Malgré ses atouts qui pourraient voir à terme émerger un « tigre des Caraïbes », Cuba manque de moyens pour financer la modernisation de ses installations industrielles et diversifier une économie trop vulnérable aux aléas de la conjoncture internationale. Après une forte croissance de 4,7% en moyenne de 1996 à 2000, l’économie cubaine a dû affronter une série de chocs successifs : impact des attentats du 11 septembre sur l’industrie touristique ; hausse du prix du pétrole doublée de la grève qui a paralysé de décembre 2002 à février 2003 l’industrie pétrolière vénézuélienne privant un temps l’île d’une source d’approvisionnement en brut à des conditions financières privilégiées ; effondrement des cours du sucre aggravant une production nationale en pleine restructuration qui ne fonctionne qu’au quart de sa production de 1989. Enfin, la reprise économique enregistrée en 2003 avec 2,6% de croissance (contre 1,1% en 2002) demeure conditionnée par la bonne tenue du secteur touristique. En outre, les réformes structurelles entamées durant les années 90 semblent marquer le pas tandis que l’ouverture aux investissements étrangers demeure encore très contrôlée. En dix ans, 578 entreprises mixtes ont été autorisées, dont 340 environ fonctionnent encore. Arrivant en tête, l’Espagne est suivie du Canada, de l’Italie et de la France. Avec 6% du stock d’investissements étrangers, soit 5,93 milliards de dollars, la présence française est diversifiée. Elle se résume toutefois à une quarantaine d’entreprises dont seulement 15 implantées sous forme d’entreprises mixtes ou de succursales parmi lesquelles Pernod Ricard qui a fêté en mars dernier ses dix ans d’association avec Havana Club, la seule marque de rhum cubaine à être exportée dans le monde et dont il détient les droits exclusifs de distribution ; Altadis, le leader mondial du cigare franco-espagnol qui détient 50% de la société mixte Habanos ; ou encore Bouygues construction, installé depuis 1998, et qui est maître d’œuvre de la construction de deux hôtels de haut standing à Varadero, principal pôle touristique à l’est de La Havane (photo) et du plus grand centre touristique de l’île à Holguin.
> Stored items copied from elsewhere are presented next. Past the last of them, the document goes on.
PR #484, opened 2019-08-09
Improved logic for parent_external_id in AssetPoster

HMEiding:


tests/tests_unit/test_api/test_assets.py
```diff
@@ -243,8 +243,7 @@ def generate_asset_tree(root_external_id: str, depth: int, children_per_node: in
 class TestAssetPoster:
     def test_validate_asset_hierarchy_parent_ref_null_pointer(self):
```
erlendvollset: You can just remove this test alltogether.

tests/tests_integration/test_api/test_assets.py
```diff
@@ -99,3 +99,16 @@ def test_post_asset_hierarchy(self, new_asset_hierarchy):
...
+    def test_create_asset_hierarchy_parent_external_id_not_in_request(self):
+        root_external_id = "my_root_{}".format(utils._auxiliary.random_string(5))
+        root = Asset(external_id=root_external_id, name="my_root")
+        root = COGNITE_CLIENT.assets.create(root)
+
+        children = generate_asset_tree(
+            root_external_id=root_external_id, depth=5, children_per_node=10, current_depth=2
+        )
+        children = COGNITE_CLIENT.assets.create(children)
+        assert COGNITE_CLIENT.assets._CREATE_LIMIT < len(children)
```
erlendvollset: Why do make this assertion?

I think we should also test that the resulting hierarchy has the intended structure.

cognite/client/_api/assets.py
```diff
@@ -417,8 +417,6 @@ def _validate_asset_hierarchy(assets) -> None:
 
             parent_ref = asset.parent_external_id
             if parent_ref:
-                if parent_ref not in external_ids:
```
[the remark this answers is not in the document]
HMEiding: I'll check if there is some way to show unused variables. Hopefully, I don't have to use linting to achieve this...

tests/tests_integration/test_api/test_assets.py
HMEiding: It's just to make sure that the _AssetPoster is tested. I agree that we should test the structure as well.

tests/tests_integration/test_api/test_assets.py
```diff
@@ -101,14 +101,26 @@ def test_get_subtree(self, root_test_asset):
...
             root_external_id=root_external_id, depth=5, children_per_node=10, current_depth=2
         )
-        children = COGNITE_CLIENT.assets.create(children)
-        assert COGNITE_CLIENT.assets._CREATE_LIMIT < len(children)
 
-        COGNITE_CLIENT.assets.delete(external_id=root_external_id, recursive=True)
+        try:
+            COGNITE_CLIENT.assets.create(root)
+            COGNITE_CLIENT.assets.create(children)
+
```
HMEiding: The setup could be put in a fixture, but since the main purpose of the test is to test the create() functions, I felt it was more natural to include it in the test. What do you think?

erlendvollset: Up to you really, putting it in a fixture would make it more similar to the above test, so maybe easier to understand. But I agree with your reasoning.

La crise diplomatique qui s’est ouverte à l’été 2003 entre l’Union européenne et La Havane n’est pas de nature à rassurer les entreprises européennes, notamment françaises, qui se voient privées des sources de financement qu’auraient pu apporter l’adhésion de Cuba aux accords de Cotonou, une fois encore repoussée. En effet, la brèche ouverte par les partisans américains d’une levée de l’embargo avec l’autorisation de ventes de produits agricoles à Cuba « pour raisons humanitaires » depuis le cyclone Michèle, place aujourd’hui les Etats-Unis en tête de ses fournisseurs agricoles, esquissant le retour en force des entreprises américaines sur l’île. C.H.